Reform kavramı sevimli bir sözcüktür. Hele önüne bir de “yapısal” sözcüğü eklenince dayanılmaz bir çekicilik kazanır. Yapısal reform kavramı 1980 sonrası çok kullanılır oldu. Hemen her hükümet özellikle ekonomi alanında sürekli yapısal reform dedikleri kararlar açıkladılar. Genç bir asistanken televizyonda Turgut Özal’ın Cross marka kalemini gözümüzün içine soka soka reform açıklamalarını çok izledim. Elbette bunların çoğu reform değildi ama dikkat çekiyordu. Bu durum Özal sonrası da devam etti.

2002 sonrası başa geçen ve de halen iktidarını devam ettiren siyasal partinin lideri de, bakanları da son yirmi yıl içinde birçok reform açıkladılar. Bunların birçoğu bırakın reform olmayı karşı reformdu. Parlamenter sistemin yerine Cumhurbaşkanlığı sistemine geçiş, öğrenim birliğinin bozulması, İstanbul Sözleşmesinin iptali gibi dönüşümler reform karşıtı tercihler olarak örnek verilebilir.

Seçim sonrası yeniden koltuğa oturan Hazine ve Maliye Bakanı Mehmet Şimşek de ekonomiye ilişkin açıklanan kararları reform diyerek anlattı. Alınan kararları okuyunca aklıma 24 Ocak 1980 tarihinde Başbakanlığın ve DPT Müsteşarı Turgut Özal’ın açıklamaları geldi. Sayın Şimşek’in açıklamaları Özal’ın konuşmasının kötü ve eksik kopyası idi. Kötü ve eksik diyorum çünkü Özal’ın konuşma yaptığı tarihte Türkiye’nin borcu çok düşüktü ve birçok kamu varlığı hala devletin elindeydi. Şimdi ise kamu borç stoku 4,7 trilyon TL, Türkiye’nin dış borcu da  475 milyar dolar düzeyinde. Yani Şimşek “reformsuz reform” yapmaya çalışmakta.

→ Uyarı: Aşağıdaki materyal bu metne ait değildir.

PR #1376, opened 2022-08-06
Fix AMP resumption with grad scaler

hanlint:
Fixes a bug where, for `amp`, the GradScaler's `_growth_factor` would not have been resumed properly. This was because `state.scaler` was not created _before_ the `load_checkpoint` call, so the `GradScaler` state would not have been loaded properly.

This fix moves the grad scaler creation from the `_train_loop` -> `__init__`.


composer/trainer/trainer.py
```diff
@@ -1343,6 +1348,9 @@ def fit(
             _validate_precision(precision, self._device, self.deepspeed_enabled)
             self.state.precision = precision
 
+            # update scaler since precision was provided
+            self.state.scaler = ClosureGradScaler() if self._use_closures() else GradScaler()
```
ravi-mosaicml, line 1352: This would wipe the grad scaler state if one sets the precision in `fit()`, even if it is the same as in `__init__`. Should this line be guarded with a `if precision != state.precision:` check?

ravi-mosaicml, line 1352: In addition, if `reset_time` is set, would it make sense to also wipe the grad scaler state?

tests/algorithms/test_algorithm_resumption.py
```diff
@@ -42,7 +42,7 @@ def test_algorithm_resumption(
         'max_duration': '2ep',
         'save_filename': 'ep{epoch}-rank{rank}',
         'train_subset_num_batches': 2,
-        'precision': 'fp32',
+        'precision': 'amp',
```
ravi-mosaicml, line 45: Would it work to add a seperate test case to test that the grad scaler state is being properly restored? (I presume this change was made here to test that, but would prefer to have a separate test in `test_trainer` if that's not too much work.)

ravi-mosaicml (approved):
LGTM; see comments. Thanks for fixing this!

tests/algorithms/test_algorithm_resumption.py
hanlint: Actually, this is reverting a change made in https://github.com/mosaicml/composer/pull/1369.

composer/trainer/trainer.py
hanlint: That sounds unnecessary.

PR #1379, opened 2022-08-08
Remove Unused Exception

mvpatel2000:
Reopening since the last got automerged. As title. Diff is large, but I just removed the exception and unindented. We can add this back if we want to use it, but I'm pro simplifying code and not leaving in dead snippets. Fixes CO-864

From last PR:
> Hmm I believe we needed this for the Benchmarker code to work, cc: @abhi-mosaic ? Is that still used for data collection?


abhi-mosaic:
I believe this was mostly used for the `Benchmarker`, but I also don't see that callback in the codebase anymore... so I guess it's OK to remove for now. I think since we now can modify `state.timestamp` we have other ways of quitting an epoch early.

PR #1380, opened 2022-08-08
Auto Grad Accum Cache Clearing

mvpatel2000:
Adds cache clearing to auto grad accum, which should help reduce the fragmentation issues people have been seeing. Used a [simple function](https://github.com/pytorch/pytorch/issues/29554) which approximates fragmentation. Picture below shows fragmentation dropping as we call cache clear
```
def compute_memory_fragmentation():
                            snapshot = torch.cuda.memory_snapshot()
                            return sum(b['allocated_size'] for b in snapshot) / sum(b['total_size'] for b in snapshot)
```
image


hanlint (approved):
This looks good to me, thanks!

PR #1385, opened 2022-08-09
Cleaner API reference part 1: references with minimal import paths

dblalock:
To address [CO-789](https://mosaicml.atlassian.net/browse/CO-789) (showing preferred import paths in the docs rather than private ones), we need to change our internal references to not break when the paths change. E.g., we need to replace 
```rst
:class:`~composer.algorithms.blurpool.blurpool.BlurPool`
```
with 
```rst
:class:`.BlurPool`
```
so that, when we have the docs just show `composer.algorithms.BlurPool`, the reference still works.

This PR touches a lot of files but is 90% just the result of `sed` commands, with a little bit of manual correction for isolated cases. Also I fixed a typo in [docs/source/composer_model.rst](https://github.com/mosaicml/composer/pull/1385/files#diff-fd86e5afd002ce9ef1291de49c2a22b77e6e303e582a8452753ad5135661c22f) and a missing reference in [docs/source/trainer/using_the_trainer.rst](https://github.com/mosaicml/composer/pull/1385/files#diff-5f973a074ae8beaa91023affdd5e757f71702611ae61005cbdff5c8ce090cf49).

### DIFF
--- a/composer/algorithms/__init__.py
+++ b/composer/algorithms/__init__.py
@@ -34,7 +34,7 @@ For example, a simple algorithm that shortens training:
         def apply(self, state: State, event: Event, logger: Logger):
             state.max_duration /= 2  # cut training time in half
 
-For more information about events, see :class:`~composer.core.event.Event`.
+For more information about events, see :class:`.Event`.
 """
 
 from composer.algorithms.alibi import Alibi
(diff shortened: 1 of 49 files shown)


hanlint:
Merging this now so other contributors working on documentation can base off of this commit.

Sayın Mehmet Şimşek’e Küçük Bir Not

Temmuz ayında kamu çalışanlarının ücretleri yüzde 80 artırılırken, emeklilerin maaş artışı enflasyonun altında yüzde 25’te kaldı. Böylece bir emekli profesörün maaşı çalışan bir asistanın, imamın maşının altına düştü. Öğretim üyesi aslında emeklisi olmaz. Hala okur, makale, kitap yazar, konferans verir. Yani aslında çalışmaya devam eder. Sayın Şimşek bu kararı alırken keşke SBF’de ders aldığı bir profesörü arayıp; “hocam nasılsınız, geçinebiliyor musunuz, kitap, dergi satın alabiliyor musunuz” diye sorsa idi.